This kind of scam is astonishingly easy for cybercriminals to set up and it avoids sending spoofed emails or tricking you to visit bogus websites. It's because the crooks use a PayPal service to generate their initial contact via official PayPal servers.
A spoofed email is one that insists it’s from a well-known company or domain, typically by putting a believable email address in the From: line, and by including logos, taglines or other contact details copied from the brand it’s trying to impersonate.
Remember that the name and email address shown in an email are just part of the message itself, so the sender can put almost anything they like in there, regardless of where they really sent the message from.
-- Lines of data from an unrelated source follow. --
PR #368, opened 2016-06-04
Allow route receiver to be inherited

mattbostock:
This is useful when you're using a label to determine the receiver but
want to override other options such as `group_by`. Currently you'd have
to duplicate the matchers for the receivers to be able to do this.

`checkReceiver()` now returns no error if a receiver is empty and we add
a check to ensure that the root route has a receiver defined. I've added
a test for this.

This brings the `receiver` option into line with the other options
(`group_by`, `group_wait`, etc) in the sense that routes can now inherit
the receiver from the parent node.

From https://prometheus.io/docs/alerting/configuration/:

> A route block defines a node in a routing tree and its children. Its
> optional configuration parameters are inherited from its parent node
> if not set.

Also, add tests for:
- inheriting a receiver from the default route
- overriding the receiver when the parent route has not set one
- inheriting a receiver from a parent route that's not the default

To be sure of edge case behaviour, we test inheriting the receiver
from a child route. Hopefully no one would actually implement this edge
case in reality as it's overly complex but we test anyway to be sure
that it doesn't trigger unexpected behaviour.

### DIFF
--- a/config/config.go
+++ b/config/config.go
@@ -225,6 +225,9 @@ func (c *Config) UnmarshalYAML(unmarshal func(interface{}) error) error {
 	if c.Route == nil {
 		return fmt.Errorf("No routes provided")
 	}
+	if len(c.Route.Receiver) == 0 {
+		return fmt.Errorf("Root route must specify a default receiver")
+	}
 	if len(c.Route.Match) > 0 || len(c.Route.MatchRE) > 0 {
 		return fmt.Errorf("Root route must not have any matchers")
 	}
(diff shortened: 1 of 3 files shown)


mattbostock:
I'm wary of introducing changes that makes routing overly complex but  I think the changes here are justified for the amount of flexibility that it provides when grouping notifications. I'd be grateful for any feedback or comments.

fabxc:
Thanks! Sorry about the delay but this looks good to me 👍 
Objections @brian-brazil ?

brian-brazil:
Makes sense from a consistency standpoint.

Issue #353, opened 2016-05-17
Add /-/reload endpoint


ZhenyangZhao:
I found reload code in the main.go - line:149 

But i don't know how to use it make alertmanger reload config file .In prometheus i can use post : http://prometheus/-/reload to reload.

what should i do in alertmanager?

Thks

fabxc:
You can send a `SIGHUP` to the Alertmanager process. For example `killall -HUP alertmanager`.

I renamed this issue so we add a `/-/reload` endpoint for Alertmanager as well.

ProfessorYang:
@fabxc Thank you very much for your reply to my question. Is the `/-/reload` api endpoint will appear in the near version?

fabxc:
Closed via #372

PR #369, opened 2016-06-06
Add /-/reload endpoint #353

ZhenyangZhao:
I had added "api/-/reload" endpoint to reload configuration file like prometheus server.
Hope my contribute can be used.
Thanks all.

### DIFF
--- a/api.go
+++ b/api.go
@@ -58,6 +58,7 @@ type API struct {
 	config         string
 	resolveTimeout time.Duration
 	uptime         time.Time
+	reloadCh       chan struct{}
 
 	groups func() AlertOverview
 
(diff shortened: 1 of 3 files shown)


fabxc:
Thanks! It's not quite there yet. You have to modify the part in `main.go` to make use of the `API.Reload()` channel. You can check how prometheus/prometheus does it for reference.

ZhenyangZhao:
@fabxc  Thanks for reply me. Did you mean to add the code like the prometheus server?

// Wait for reload or termination signals.
// Unblock SIGHUP handler.
close(hupReady)

fabxc:
Yes, we should have the `hupReader` functionality as well.
In particular I was talking about [this line](https://github.com/prometheus/prometheus/blob/master/cmd/prometheus/main.go#L134) which is necessary so that the reload channel from the API handler actually triggers a reload.

ZhenyangZhao:
@fabxc Thank you very much.I have learn so much knowledge.

Best Regards.

fabxc:
Thanks, can you run `make format` submit the changes and then squash all your commits?

ZhenyangZhao:
@fabxc sure :)

PR #372, opened 2016-06-06
Add api/-/reload endpoint #353

ZhenyangZhao:
Add api/-/reload endpoint #353 

@fabxc  Sorry for re-created the pull request. Because i cant fix the git conflict.

Thanks

### DIFF
--- a/api.go
+++ b/api.go
@@ -58,6 +58,7 @@ type API struct {
 	config         string
 	resolveTimeout time.Duration
 	uptime         time.Time
+	reloadCh       chan struct{}
 
 	groups func() AlertOverview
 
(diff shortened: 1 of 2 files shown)


fabxc:
Thanks 👍

juliusv:
Was it intentional that the path is `/api/-/reload` in AM, whereas Prometheus has the same under `/-/reload`?

ZhenyangZhao:
@juliusv Thankyou very much.  I add  this  reload  endpoint under the path "api/" in alertmanager,because i found almost all the alertmanager's api are under 'api/' path  not the root path like prometheus.

fabxc:
It should be the root path like Prometheus

juliusv:
Ok, I opened a PR to move it: https://github.com/prometheus/alertmanager/pull/376

ZhenyangZhao:
@fabxc @juliusv   :+1: thanks

PR #379, opened 2016-06-13
inhibit: reduce O(n^2) complexity problem

fabxc:
This change adds an inhibition cache. New alerts are checked against all
inhibition rules' source matchers. At notification time, we only have to
check the target matchers against the notified alerts. If there are
alerts in the source cache, we only have to verify the equal labels
against these.

### DIFF
--- a/inhibit.go
+++ b/inhibit.go
@@ -15,6 +15,7 @@ package main
 
 import (
 	"sync"
+	"time"
 
 	"github.com/prometheus/common/log"
 	"github.com/prometheus/common/model"
@@ -31,7 +32,8 @@ type Inhibitor struct {
 	rules  []*InhibitRule
 	marker types.Marker
 
-	mtx sync.RWMutex
+	mtx   sync.RWMutex
+	stopc chan struct{}
 }
 
 // NewInhibitor returns a new Inhibitor.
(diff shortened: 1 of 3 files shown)


fabxc:
Checking each incoming and outgoing alert against each inhibition rule is roughly equivalent to `metric_relabel_configs` just that our load is way lower here.

As we want to scale beyond several thousand alerts per second, we will want to work on lock contention a bit.

inhibit.go
```diff
@@ -125,20 +177,48 @@ func NewInhibitRule(cr *config.InhibitRule) *InhibitRule {
...
+
+Outer:
+	for _, a := range r.scache {
+		// The cache might be stale and contain resolved alerts.
+		if a.Resolved() {
+			continue
 		}
+		for n := range r.Equal {
+			if a.Labels[n] != lset[n] {
+				continue Outer
```
juliusv: To me, I guess a simple `return false` would be less confusing than doing label-continue business here.

fabxc: But it would be wrong. We have to check the subsequent alerts as well as one is sufficient to mute the target alert.

juliusv: Ah see... I got confused and thought the continue would end the outer loop. But of course it doesn't, sorry.

juliusv:
:+1:

fabxc:
Thanks

PR #390, opened 2016-06-20
provider/mesh: always store UTC

fabxc:


provider/mesh/state.go
```diff
@@ -235,9 +237,14 @@ func (st *silenceState) set(s *types.Silence) error {
 	st.mtx.Lock()
 	defer st.mtx.Unlock()
 
+	s.StartsAt = s.StartsAt.UTC()
+	s.EndsAt = s.EndsAt.UTC()
+
 	now := st.now()
 	s.UpdatedAt = now
 
+	// Truncate timestamps to seconds.
```
fabxc: Na, leftover. Wanted to solve the time zones before looking at anything different.

PR #392, opened 2016-06-20
Fixing the hipchat room number parsing issue #chefdeploy

sciffer:
It seems that the sprintf was trying to parse a %d from string type, so I just replaced the %d with %s.
Another option is to parse the string into a number (not necessary to my opinion).

Also adjusted the version according to the release.


beorn7:
Yeah, I broke that, because `go vet` believes the RoomID is an int. very weird.
Still looking.

Any any case, could you please change the version in a separate commit? Such a change should be obvious from the git log.

beorn7:
I simply have no explanation why `go vet` believes `n.conf.RoomID` is an `int`. @fabxc any idea?

Anyway, this is an important fix @sciffer . If you move the change in VERSION into a different commit, I'll merge, and then we have to release 0.2.1...

sciffer:
Reverted the version change - you can push it now.

beorn7:
Thanks, but that's not what I wanted. Now we have two confusing commits, the first includes a change to the version file despite its description saying something else, and the second reverts that version change although it is the right thing to do the change.

Could you rewrite your commits so that the one commit sets the version to 0.2.0, and the other (only) fixes the Sprintf problem?

(No problem if that's too much git gymnastics for you. I can create those commits myself. But we really want to avoid an unnecessarily confusing git history.)

sciffer:
Sure, I'll do that tomorrow.

PR #393, opened 2016-06-21
Handle UI timestamp drift

fabxc:
@beorn7


beorn7:
:+1: 

Looks like the tests are broken in fabx-soha, too. Or they are at least flaky. Would be good to get those fixed so that we don't have to check if the failing tests are the known ones each time.

fabxc:
The functional tests are flaking on CI since they exist.

beorn7:
They are also flaky on my laptop.

fabxc:
Never had that happen macbook pro. Timing is quite genrous - they are all
in parallel though.

I've plans on this but that's better for a later point in time.

PR #396, opened 2016-06-21
Adjusting version

sciffer:


VERSION
```diff
@@ -1 +1 @@
-0.1.1
+0.2
```
beorn7: Sorry for one last nit: This should be 0.2.0.

beorn7:
The commits should be squashed into one. But I'm not going to torture you anymore for a 2-byte change. I'll create a squashed commit myself and close this PR.

Thanks for your efforts.

PR #397, opened 2016-06-21
Add silence cache in front of BoltDB

fabxc:
@beorn7 @mattbostock 

This addresses the next iteration of too-much-serialization issues by simply adding an in-memory cache.
For the future, where we'll be looking at thousands of silences, we'll want to index silences in a smarter way.

We were also decoding all silences twice by accident – oops.

### DIFF
--- a/provider/boltmem/boltmem.go
+++ b/provider/boltmem/boltmem.go
@@ -217,6 +217,9 @@ func (a *Alerts) Put(alerts ...*types.Alert) error {
 type Silences struct {
 	db *bolt.DB
 	mk types.Marker
+
+	mtx   sync.RWMutex
+	cache map[uint64]*types.Silence
 }
 
 // NewSilences creates a new Silences provider.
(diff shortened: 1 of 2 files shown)


beorn7:
@fabxc On my review queue... Just busy with an offsite today, so latency is somewhat random.

provider/boltmem/boltmem.go
```diff
@@ -272,19 +288,14 @@ func (s *Silences) All() ([]*types.Silence, error) {
...
 				return err
 			}
-			ms.ID = binary.BigEndian.Uint64(k)
-
-			if err := json.Unmarshal(v, &ms); err != nil {
-				return err
-			}
-
-			res = append(res, types.NewSilence(&ms))
+			// The ID is is duplicated in the value and always equal
```
juliusv: "is is" -> "is"

juliusv:
:+1: otherwise

beorn7:
At least the deletion of silences has a race condition.

fabxc:
Sure – totally skipped that yesterday, thanks.

beorn7:
:+1:

PR #985, opened 2017-09-08
Adds PagerTree native integration

armiiller:
Adds PagerTree native integration

### DIFF
--- a/CHANGELOG.md
+++ b/CHANGELOG.md
@@ -1,3 +1,7 @@
+## 0.8.1 / 2017-09-07
+
+* [FEATURE] Add PagerTree integration notifications.
+
 ## 0.8.0 / 2017-07-20
 
 * [FEATURE] Add ability to filter alerts by receiver in the UI (#890)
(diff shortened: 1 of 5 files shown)


armiiller:
Is there anyway we can make an exception for this? The [CONTRIBUTING.md](https://github.com/prometheus/alertmanager/blob/master/CONTRIBUTING.md) doesn't mention this as the direction of the project, and looking at the [pull requests](https://github.com/prometheus/alertmanager/pulls) there still seems to be a lot of notifiers in consideration. Seeing as how PagerDuty, OpsGenie, and VictorOps are all implemented, it would seem partial to not include this change.

stuartnelson3:
Those integrations were added a long time ago, and our policy regarding adding notifiers has since changed. Sorry that contributing.md hasn't been updated. Unfortunately, we cannot accept and maintain integrations with every possible notifier.

Turning this pull request into a webhook server should be a fairly straightforward task.

PR #990, opened 2017-09-12
allow a binary name to be passed to make build

cstyan:
While working on promtool and prometheus I often went back and forth commenting out binaries in the `.promu.yml` file in order to only rebuild the binary I wanted to rebuild. The alertmanager repo also builds two binaries. 

In this pr: https://github.com/prometheus/promu/pull/77 I added the option to pass a binary name to promu's build function. This is controlled by setting the `BINARIES` var.

For example: 
```
$make build BINARIES=amtool
>> building binaries
 >   amtool
```

In this PR we simply pass `BINARIES` to promu. If it's not set, promu will build all binaries from the YAML file as normal.
```
$make build
>> building binaries
 >   alertmanager
 >   amtool
```

### DIFF
--- a/Makefile
+++ b/Makefile
@@ -47,7 +47,7 @@ vet:
 # Will only build the back-end
 build: promu
 	@echo ">> building binaries"
-	@$(PROMU) build --prefix $(PREFIX)
+	@$(PROMU) build --prefix $(PREFIX) $(BINARIES)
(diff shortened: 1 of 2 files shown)


fabxc:
Neat, that was bugging me as well for quite a while. 👍

PR #993, opened 2017-09-14
Added confirmation dialog when expiring silences

### LINKED ISSUE #883: Confirmation dialog when deleting or expiring the silence
I guess this should be implemented, in order to make it impossible to accidentally expire the silence

Conorbro:
Closes #883 

Added to silence list view and individual silence view.

See:
test


stuartnelson3:
Thanks for the contribution! I assigned @w0rm to take a look, he should have some time soon.

Regarding the test failure: Once we're ready to merge, the last step is to run `make build-all` from the root dir. This compiles the elm code into javascript, and embeds the javascript into the alertmanager binary.

Conorbro:
@stuartnelson3 Strange it's failing as I ran `make build-all` as per the contribution.md for the Alertmanager ui.

w0rm:
@Conorbro thanks for working on this issue!

I have two concerns:

do we really need to use a library for this or we can have our own dialog component?
showing a confirmation instead of a button or in a tooltip would be a better ux, because it doesn't block the whole ui
Because it's an improvement over what we have now, I think it can be merged, and then we could iterate on top.

Conorbro:
@w0rm 

Yes I agree, I wasn't sure whether introducing another library would be a good idea or not.

It's a fairly simple library so we could probably implement something similar ourselves with a confirmation/tooltip as you have suggested in the future.

PR #994, opened 2017-09-14
Show total number of silenced alerts in preview

### LINKED ISSUE #953: Show total number of silenced alerts
Just realized that when sitting in @mxinden 's talk.

When clicking Preview in Alertmanager, it would be nice to see the total number of alerts hit over the list.

Use case is to see quickly if you're roughly silencing as many alerts as you're expecting to.

Conorbro:
Closes #953 

Show number of affected alerts in create Silence preview:

test2


stuartnelson3:
This looks good to me, can you run `make build-all` from the repo root to regenerate bindata.go, and commit and push that?

w0rm:
@Conorbro thanks for working on this issue! 

I have two concerns:

1. do we really need to use a library for this or we can have our own dialog component?  
2. showing a confirmation instead of a button or in a tooltip would've been a better ux, because it wouldn't block the whole ui

Because it's an improvement over what we have now, I think it can be merged, and then we could iterate on top.

Conorbro:
@w0rm I think your comment was meant for #993 !

w0rm:
@Conorbro sorry for this! :)

brancz:
What are y'all using to create those gorgeous GIFs showing your front-end changes?

w0rm:
@brancz I'm using https://www.cockos.com/licecap/ on OSX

A spoofed website is one that copies the look and feel of the real thing, often simply by ripping off the exact web content and images from the original site to make it look as similar as possible.
Scam sites may also try to make the domain name that you see in the address bar look at least vaguely realistic, for example by putting the spoofed brand at the left-hand end of the web address, so that you might see something like paypal.com.bogus.example, in the hope that you won’t check the right-hand end of the name, which actually determines who owns the site.
Other scammers try to acquire lookalike names, for example by replacing W (one W-for-Whisky character) with VV (two V-for Victor characters), or by using I (writing an upper case I-for-India character) in place of l (a lower case L-for-Lima)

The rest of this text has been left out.